Longitudinal observations of upper limb motor recovery after stroke have suggested that certain subgroups may exhibit distinct recovery patterns. Here we sought to examine whether the predictive ability for post-stroke upper limb motor outcomes could be enhanced by applying conventional stratification strategies.
For 60 individuals who suffered the first stroke, upper limb motor impairment was assessed with the upper extremity Fugl-Meyer assessment (UE-FMA) at 2 weeks as a baseline and then 3 months post-stroke. Brain structural damage at baseline was assessed by MRI data-derived markers ranging from traditional lesion size to the lesion load and to the disconnectome. Linear regression models for predicting upper limb motor outcomes (UE-FMA score at 3 months post-stroke) based on baseline upper limb motor impairment (UE-FMA score at 2 weeks post-stroke), brain structural damage, and their combinations were generated, and those with the best predictive performance were determined for individual subgroups stratified according to initial impairment (severe and non-severe), lesion location (cortical and non-cortical), and neurophysiological status (motor evoked potential-positive and motor evoked potential-negative).
The best predictions were made by baseline upper limb motor impairment alone for subgroups with less functional impairment (non-severe) or less structural involvement (non-cortical), but by the combination of baseline upper limb motor impairment and brain structural damage for the other subgroups. The predictive models tailored for subgroups determined according to initial impairment and neurophysiological status yielded a smaller overall error than that for the whole group in upper limb motor outcome predictions.

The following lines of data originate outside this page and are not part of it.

PR #4048, opened 2023-10-06
fix boost button not updating when boosting

connyduck:


app/src/main/java/com/keylesspalace/tusky/adapter/StatusBaseViewHolder.java
```diff
@@ -725,6 +725,7 @@ private void showConfirmReblog(StatusActionListener listener,
             listener.onReblog(!buttonState, position);
             if(!buttonState) {
                 reblogButton.playAnimation();
+                reblogButton.setChecked(true);
```
connyduck, line 728: This eagerly updates the status which feels way nicer when the api is slow. We do this already when reblog confirmations are off.

Tak (approved):

PR #4051, opened 2023-10-08
2512: Allow more than 5 tabs

### LINKED ISSUE #2512: More than five tabs

Lakoja:
Fixes #2512 

grafik

Can add an arbitrary number of tabs.
Graphical behavior is unchanged for small numbers: the whole space if filled with the tabs - they are enlarged if needed.

If there are more the mode switches to "scrollable".
This does not, however, look very differently (see screenshot with the current tab scrolled out).

### DIFF
--- a/app/src/main/java/com/keylesspalace/tusky/util/AdaptiveTabLayout.kt
+++ b/app/src/main/java/com/keylesspalace/tusky/util/AdaptiveTabLayout.kt
@@ -1,0 +1,46 @@
+package com.keylesspalace.tusky.util
+
+import android.content.Context
+import android.util.AttributeSet
+import android.view.ViewGroup
+import com.google.android.material.tabs.TabLayout
+
+/**
+ * Switches the tab display mode depending on available size: start out with "scrollable" but
+ * if there is enough room switch to "fixed" (an re-measure).
+ *
+ * Idea taken from https://stackoverflow.com/a/44894143
+ */
+class AdaptiveTabLayout : TabLayout {
+    constructor(context: Context) : super(context)
+    constructor(context: Context, attrs: AttributeSet?) : super(context, attrs)
+    constructor(context: Context, attrs: AttributeSet?, defStyleAttr: Int) : super(
+        context,
+        attrs,
+        defStyleAttr
+    )
+
+    override fun onMeasure(widthMeasureSpec: Int, heightMeasureSpec: Int) {
+        tabMode = MODE_SCROLLABLE // make sure to only measure the "minimum width"
+        super.onMeasure(widthMeasureSpec, heightMeasureSpec)
+
+        if (tabCount < 2) {
+            return
+        }
+
+        try {
+            val tabLayout = getChildAt(0) as ViewGroup
+            var widthOfAllTabs = 0
+            for (i in 0 until tabLayout.childCount) {
+                widthOfAllTabs += tabLayout.getChildAt(i).measuredWidth
+            }
+            if (widthOfAllTabs <= measuredWidth) {
+                // fill all space if there is enough room
+                tabMode = MODE_FIXED
+                super.onMeasure(widthMeasureSpec, heightMeasureSpec)
+            }
+        } catch (e: Exception) {
+            e.printStackTrace()
+        }
+    }
+}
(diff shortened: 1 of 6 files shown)


connyduck:
Why not just use `app:tabMode="auto"` instead of a custom view?

Lakoja:
> Why not just use `app:tabMode="auto"` instead of a custom view?

Yes, I tried that first.
It didn't work for me. (And there are a few SO topics with that content as well.)

connyduck:
What does "didn't work" mean exactly? I just tried it, seems fine.

Lakoja:
> What does "didn't work" mean exactly? I just tried it, seems fine.

Maybe a version issue?

It behaved exactly like "scrollable": No enlargement for few items.

Lakoja:
This is how it looks with "auto" on Android 11 (emulator):

grafik

connyduck:
Ok it is not stretching the items when they are few. Seems like it is a known bug since 4 years but they don't want to fix it because it is a breaking api change. https://github.com/material-components/material-components-android/issues/650
oh well

app/src/main/java/com/keylesspalace/tusky/util/AdaptiveTabLayout.kt
```diff
@@ -0,0 +1,46 @@
...
+ * Idea taken from https://stackoverflow.com/a/44894143
+ */
+class AdaptiveTabLayout : TabLayout {
+    constructor(context: Context) : super(context)
+    constructor(context: Context, attrs: AttributeSet?) : super(context, attrs)
+    constructor(context: Context, attrs: AttributeSet?, defStyleAttr: Int) : super(
+        context,
+        attrs,
+        defStyleAttr
+    )
```
connyduck, line 21:
```suggestion
class AdaptiveTabLayout @JvmOverloads constructor(
    context: Context,
    attrs: AttributeSet? = null,
    defStyleAttr: Int = 0
) : TabLayout(context, attrs, defStyleAttr) {
```

app/src/main/java/com/keylesspalace/tusky/util/AdaptiveTabLayout.kt
```diff
@@ -0,0 +1,46 @@
+package com.keylesspalace.tusky.util
```
connyduck, line 1: should be in the `com.keylesspalace.tusky.view` package

app/src/main/java/com/keylesspalace/tusky/util/AdaptiveTabLayout.kt
```diff
@@ -0,0 +1,46 @@
...
+                widthOfAllTabs += tabLayout.getChildAt(i).measuredWidth
+            }
+            if (widthOfAllTabs <= measuredWidth) {
+                // fill all space if there is enough room
+                tabMode = MODE_FIXED
+                super.onMeasure(widthMeasureSpec, heightMeasureSpec)
+            }
+        } catch (e: Exception) {
+            e.printStackTrace()
+        }
```
connyduck, line 44: Catching all exceptions is rarely a good idea - and I don't see what would even throw here?

(also exceptions should be logged with `android.util.Log` and not `printStackTrace()`)

connyduck (changes requested):

app/src/main/java/com/keylesspalace/tusky/util/AdaptiveTabLayout.kt
Lakoja: Removed (was copy&paste)

app/src/main/java/com/keylesspalace/tusky/util/AdaptiveTabLayout.kt
Lakoja: ok

connyduck (approved):

Lakoja:
> My fault for not trying until after I merged, but it looks like this for me (pixel 2xl android 11)
> 
> Screenshot_20231011-100700

So, all the colors are wrong?

Especially also white is not correct?

You can easily disable this change: Revert `activity_main.xml`

Is it correct then?

Lakoja:
> My fault for not trying until after I merged, but it looks like this for me (pixel 2xl android 11)
> 
> Screenshot_20231011-100700

https://github.com/tuskyapp/Tusky/pull/4058

Trying to fix it there.

However, I have no idea why this happens (now) and also my fix does not fully work.

(You can set the tab icon color, but not when it is selected.)

PR #4061, opened 2023-10-12
fix theme preference defaults

### LINKED ISSUE #4060: Wrong default for theme preference
reported here: https://strangeobject.space/@bebatjof/111218192881468173

In #3813 the default theme was set to "system", but it seems like the interface default was not updated which leads to this weird behavior when installing the app on a device where light is the default and then going to Preferences:

Screenshot_20231012_211455

connyduck:
closes #4060 

Also I noticed that we had the theme defaults twice in the code so I refactored a bit so only one are still in there.


connyduck:
Wait, is an enum a good choice here if all it is used for is to get the value?

Tak (approved):
Eh, I think the enum still makes more sense than a random block of otherwise ungrouped string constants 🤷

connyduck:
Yes strings also aren't the perfect solution and this fixes a bug, so I vote for merging it.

The predictive ability for upper limb motor outcomes could be enhanced beyond the one-size-fits-all model for all individuals with stroke by applying specific stratification strategies, with stratification according to initial impairment being the most promising. We expect that predictive models tailored for individual subgroups could lead closer to the personalized prognosis of upper limb motor outcomes after stroke.